◆ Prompt
Look through the records below, and whenever a line contains "attributes", copy it.

◆ Stored items
Issue #13961, opened 2023-05-12
State without attributes displays incorrectly


b21eriho:
![image](https://github.com/HGustavs/LenaSYS/assets/129077727/a2165c85-6287-4556-b6aa-faa8cc767c3d)

If one leaves the attributes tab os an SD state empty it still shows half of the word do: creeping up from below. Find out why the "do:" is there and report what you find so we can decide what to do from there.

b21oscpe:
I found that there was a harcoded "Do:" left in the code that was added after the "empty" textarea. I simply removed the "do:" so that it displays correctly for now

b21eriho:
Sounds good

Den fre 12 maj 2023 12:49b21oscpe ***@***.***> skrev:

PR #13968, opened 2023-05-12
State without attributes displays incorrectly #13961

b21oscpe:
### What's been done

Removed hardcoded "Do:" string which was appended to the empty textarea, this lead to it "creeping from below" as described in the issue


b21oscpe:
This PR can be closed, i have made a new one with the correct base branch

Issue #13965, opened 2023-05-12
Pressing ctrl+Z unselects the element placement tool


b21eriho:
When one presses undo while having a tool selected that places an element the tool will be unselected. Meaning you will have to select the tool again. This should not happen, resolve the issue

PR #13969, opened 2023-05-12
Ctrl+z when placing elements #13965

a21oligu:
Fixed an issue where ctrl+z when placing elements would cause the ghost to be removed, hence making it impossible to place another element without reselecting it in the toolbar. Solves issue #13965


b21oscpe (approved):
Looks good, ghost no longer disappears

PR #13970, opened 2023-05-12
Update class diagram with input data in methods#13757

b21tilbe:


a21oscgu:
Three different files have been written as class diagrams. Only the service-file is relevant, right?

a21oscgu (approved):
Looks good!

d21erisu:
great

Issue #13958, opened 2023-05-11
Not possible to rename actors and objects


b21eriho:
It is not possible to rename sequence lifeline actors nor object, figure out why and resolve the issue

PR #13971, opened 2023-05-12
Not possible to rename actors and objects #13958

b21oscpe:
### What's been done

Changed the default value `element.type` from "sequence" to "SE" for diagram.js and added the remaining implementation for SE in the option-pane


b21willu:
It works, good job!

Issue #13945, opened 2023-05-11
Further work on sequence activation


b21eriho:
Make it so that the sequence activation object can be placed on top of sequence lifeline and also make it scalable vertically.

b21matfi:
should you be able to place the object inside on top of the lifeline or is it so that you can drag it

b21eriho:
Ideally it should be placeable on top of the lifeline, does that seem feasible?

b21matfi:
i will try and make it placeable on top of it, but how it was coded it can be hard, but i will try

b21eriho:
Sounds good

PR #13973, opened 2023-05-12
G1 2023 v6 #13945

b21matfi:
could not make it so that you can place the sequence activition on top of the sequence life but you can drag it on top of it. Added so that you can expand or make it smaller vertically.

### DIFF
--- a/DuggaSys/diagram.css
+++ b/DuggaSys/diagram.css
@@ -647,5 +647,5 @@
     visibility: visible;
 }
 .mouseData {
-    user-select: none;
+    user-select:text;
 }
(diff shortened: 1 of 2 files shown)


a19clasv (changes requested):
Sequence activation isn't even there, although the changes implemented in the branch are. The change in base branch probably removed it. Sequence activation has to be there before it can work and I can test it.

a19clasv (approved):

a19clasv:
I missed that you have to expand Sequence lifeline and choose Sequence activation. There used to be a separate button for that. Anyway, it's possible to drag it on top and change the vertical length now.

◆ Reply
State without attributes displays incorrectly
If one leaves the attributes tab os an SD state empty it still shows half of the word do: creeping up from below. Find out why the "do:" is there and report what you find so we can decide what to do from there.
State without attributes displays incorrectly #13961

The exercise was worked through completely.